2. The current collector as claimed in claim 1, wherein the current collector has an elongation of 10% to 100% and a tensile strength of 150 MPa to 400 MPa.

3. The current collector as claimed in claim 1, wherein the polymer support layer has a thickness less than a thickness of the carbon-containing layer and greater than a thickness of the conductive layer.

4. The current collector as claimed in claim 1, wherein a thickness ratio between the polymer support layer, the conductive layer, and the carbon-containing layer is from 3 to 8:1:10 to 20.

5. The current collector as claimed in claim 4, wherein the polymer support layer has a thickness of 10 μm to 100 μm, the conductive layer has a thickness of 0.05 μm to 30 μm, and the carbon-containing layer has a thickness of 10 μm to 100 μm.

6. The current collector as claimed in claim 1, wherein the conductive layer and the carbon-containing layer are sequentially arranged on an upper surface of the polymer support layer.

7. The current collector as claimed in claim 1, wherein the conductive layer and the carbon-containing layer are sequentially arranged on each of an upper surface and a lower surface of the polymer support layer.

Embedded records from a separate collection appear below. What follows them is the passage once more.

PR #404, opened 2025-06-27
remove redundant toolchain setups

### LINKED ISSUE #375: Unecessary steps in CI
I noticed some steps in CI checks still using Github's cache. This slows jobs down.
Luckily, those steps are toolchain setups steps we should not need really, since the ci image `(zaino-ci)` already has those baked in...

What to do: get rid of those steps while checking that jobs keep running the same

nachog00:
Eliminated unnecessary steps since Rust toolchain setup is handled elsewhere (baked into ci image), increasing CI efficiency.

### DIFF
--- a/.github/workflows/ci.yml
+++ b/.github/workflows/ci.yml
@@ -1,4 +1,4 @@
-name: CI check
+name: CI checks
 
 on:
   workflow_dispatch:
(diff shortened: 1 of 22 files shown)


nachog00:
Ok, this passes on checks, let's see how tests behave...

removing `draft` status to trigger a full test run

zancas:
Are we not running our static checks locally?   How can lints errors like this be getting pushed to GH?

zancas (dismissed):
I ran `cargo clippy --fix` and applied the changes.

zancas (approved):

8. The current collector as claimed in claim 1, wherein the conductive layer and the carbon-containing layer are sequentially arranged on an upper surface of the polymer support layer, and the conductive layer is further arranged on a lower surface of the polymer support layer.

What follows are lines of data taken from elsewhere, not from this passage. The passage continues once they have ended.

PR #381, opened 2025-06-16
Add semantic error handling

dorianvp:

PR #409, opened 2025-07-02
refactor(jsonrpsee): method error variants

dorianvp:
On top of #381.

### DIFF
--- a/zaino-fetch/src/jsonrpsee/response.rs
+++ b/zaino-fetch/src/jsonrpsee/response.rs
@@ -352,21 +352,16 @@ pub struct GetBalanceResponse {
     pub balance: u64,
 }
 
-/// Error type for the `getbalance` RPC request.
-/// TODO: check for variants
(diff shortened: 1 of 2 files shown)


zaino-fetch/src/jsonrpsee/response.rs
```diff
@@ -16,6 +16,12 @@ use crate::jsonrpsee::connector::ResponseToError;
 
 use super::connector::RpcError;
 
+impl From<RpcError> for Infallible {
+    fn from(_: RpcError) -> Self {
+        unreachable!()
```
AloeareV: This is reachable, and will panic if reached. This could implement `try_from` and always return an error?

AloeareV (changes requested):

zaino-fetch/src/jsonrpsee/response.rs
dorianvp: Sounds good!

AloeareV (approved):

9. The current collector as claimed in claim 1, wherein a polymer of the polymer support layer comprises at least one selected from the group consisting of polyamides, polyimides, polyesters, polyolefins, polyacetylene hydrocarbons, siloxane polymers, polyethers, polyalcohols, polysulfones, polysaccharide polymers, amino acid-based polymers, sulfur nitride-based polymers, aromatic cyclic polymers, aromatic heterocyclic polymers, epoxy resins, phenol resins, derivatives thereof, crosslinked products thereof, copolymers thereof, and combinations thereof.

10. The current collector as claimed in claim 1, wherein the conductive layer comprises at least one of copper, zinc, nickel, chromium, aluminum, SUS, or alloys thereof.

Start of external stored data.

PR #410, opened 2025-07-04
openRPC from zallet, modified, compiling

ala-mode:
Taken from from [`zallet` `main` @ 3a36f3d](https://github.com/zcash/wallet/commit/3a36f3db134c827efe3ce92170a02ae1566e124c) and adapted. 

Currently only in `zaino-state`. 

This is compiling.


zancas:
Current direction tracked in #1026

PR #415, opened 2025-07-11
fix clippy warnings and add deny warnings flag to ci

AloeareV:


nachog00 (approved):
There's a few unrelated (AFAIK) comments commited into this PR.
Maybe they are related to the clippy warnings? in any case, them just being comments, I don't see them as blockers at all. this looks great!

AloeareV:
> There's a few unrelated (AFAIK) comments commited into this PR. Maybe they are related to the clippy warnings? in any case, them just being comments, I don't see them as blockers at all. this looks great!

Yes, these were all undocumented which caused clippy warnings, and this upgraded those warnings to errors!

11. A rechargeable lithium battery comprising: a negative electrode comprising the current collector for rechargeable lithium batteries as claimed in claim 1; a positive electrode; and an electrolyte.

12. A rechargeable lithium battery comprising: a positive electrode comprising the current collector for rechargeable lithium batteries as claimed in claim 1; a negative electrode; and an electrolyte.